Byndloss Laboratory

Research Summary: 

In high-income countries, the leading causes of death are non-communicable diseases, such as Inflammatory Bowel Disease (IBD), cancer, and cardiovascular disease. An important feature of most non-communicable diseases is inflammation-induced gut dysbiosis characterized by a shift in the microbial community structure from obligate to facultative anaerobes such as Proteobacteria. This microbial imbalance can contribute to disease pathogenesis due to either a microbiota-derived metabolite being depleted or produced at a harmful concentration. However, little is known about the mechanism by which inflammation mediates changes in the host physiology to induce disruption of the microbial ecosystem in our large intestine leading to disease.

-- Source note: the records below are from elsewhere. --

PR #552, opened 2025-09-06
feat: Add `All`, `Appearance` and `AspectRatio`  CSS properties.

ShubhamVG:
## Description
This PR adds `All`, `Appearance` and `AspectRatio`  properties along with the updated tests and docs.
I added all the files in box.dart. I figured that is the most appropriate place to put all three styles at. LMK anything needs to be moved anywhere else.
Take a special look at `AspectRatio.auto`. That API may need a change since it is a factory instead of a static variable.
I made a new group test for `AspectRatio` for coverage reasons. I was not sure if this would go to something like unit_test.dart or not.

## Type of Change

- 📝 Documentation

## Ready Checklist

### DIFF
--- a/packages/jaspr/CHANGELOG.md
+++ b/packages/jaspr/CHANGELOG.md
@@ -1,6 +1,7 @@
 ## 0.21.0-dev.1
 
 - Fixed update check for pre-release versions.
+- Added `All`, `Appearance` and `AspectRatio` styles properties.
 
 ## 0.21.0-dev.0
 
--- a/packages/jaspr/lib/src/foundation/styles/styles.dart
+++ b/packages/jaspr/lib/src/foundation/styles/styles.dart
@@ -39,6 +39,7 @@ abstract class Styles with StylesMixin<Styles> {
     Transition? transition,
     Transform? transform,
     All? all,
+    Appearance? appearance,
     // Flexbox Styles
     FlexDirection? flexDirection,
     FlexWrap? flexWrap,
@@ -128,6 +129,7 @@ abstract mixin class StylesMixin<T> {
     Transition? transition,
     Transform? transform,
     All? all,
+    Appearance? appearance,
     // Flexbox Styles
     FlexDirection? flexDirection,
     FlexWrap? flexWrap,
@@ -199,6 +201,7 @@ abstract mixin class StylesMixin<T> {
         opacity: opacity,
         transform: transform,
         all: all,
+        appearance: appearance,
         shadow: shadow,
         filter: filter,
         backdropFilter: backdropFilter,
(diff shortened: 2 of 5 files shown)


shubhamlav:
Good to see the analyze code test pass :joy: 
It has been failing for the past few weeks since I didn't know I have to use page width 120 :p

schultek:
I would change the order of the parameters as follows:

all: This is actually important, because it changes how it works whether it's applied first or last (or between) other properties. Putting it last would reset all properties when used, which could lead to frustration. I think this should be first of all properties, then it can reset all existing styling of an element, but still allows to then define other properties again.

appearance: I would put it after overflow, since its a general visual property.

aspectRatio: after maxHeight since its a sizing property

schultek:
For the AspectRatio.auto api, I think we should have a const var .auto, which probably covers 90% of usage, and then a .autoOrRatio() factory for the fallback case.

packages/jaspr/CHANGELOG.md
```diff
@@ -1,6 +1,7 @@
 ## 0.21.0-dev.1
 
 - Fixed update check for pre-release versions.
+- Added `All`, `Appearance` and `AspectRatio` styles properties.
```
schultek: Add a new `## Unreleased 0.21.0-dev.2` header, the .1 is already published

shubhamlav:
@schultek - Done. Anything else?

packages/jaspr/CHANGELOG.md
shubhamlav: Done.

shubhamlav:
Oh, nice to see the coverage report!

packages/jaspr/CHANGELOG.md
schultek: The "Unreleased" is still needed, otherwise the ci won't pick it up

shubhamlav: Right, somehow I didn't see "Unreleased" the first time, only saw the .2 :p

packages/jaspr/lib/src/foundation/styles/styles.dart
```diff
@@ -458,6 +473,9 @@ class _Styles extends Styles {
           '-webkit-user-select': userSelect!.value,
         },
         if (pointerEvents != null) 'pointer-events': pointerEvents!.value,
+        if (all != null) 'all': all!.value,
+        if (appearance != null) 'appearance': appearance!.value,
+        if (aspectRatio != null) 'aspect-ratio': aspectRatio!.value,
```
schultek: Still need to update the position here for the properties.

shubhamlav: Done, moved all 3.

shubhamlav: Should I add a test for that somewhere? To check if 'all' is on the top?

schultek: I just noticed there are a lot other props that aren't where they should be, I will fix it and add a test

schultek (dismissed):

Our group uses a multidisciplinary approach combining microbiology, molecular biology, cell biology, immunology, and pathology to understand how inflammation-dependent changes in gut epithelial metabolism can result in gut dysbiosis and increased risk of non-communicable disease. Specifically, we used various mouse models, including diet-induced-obesity, chemical-induced colitis, and germ-free animals, to identify metabolic pathways in the gut bacteria and in the host response to microbiota-induced metabolites that will aid in the prevention of human disease. 

Another arm of our research program focuses on how intestinal inflammation caused by the bacterial pathogen Salmonella enterica serovar Typhimurium induces changes in host physiology and how these changes can cause disruption of the microbial ecosystem (microbiota) in our large intestine and promote pathogen colonization and disease.


Key Questions

  • How do the host and the microbiota work together to promote health?
  • What are the mechanisms leading to gut dysbiosis during inflammation?
  • Can we identify the metabolic pathways in gut bacteria and the host response to microbiota-produced metabolites that will aid in the prevention of human diseases?
  • Can we prevent non-communicable diseases by targeting host epithelial metabolism?
  • Which mechanisms are used by enteric pathogens (e.g., Salmonella Typhimurium) to overcome microbiota-mediated colonization resistance?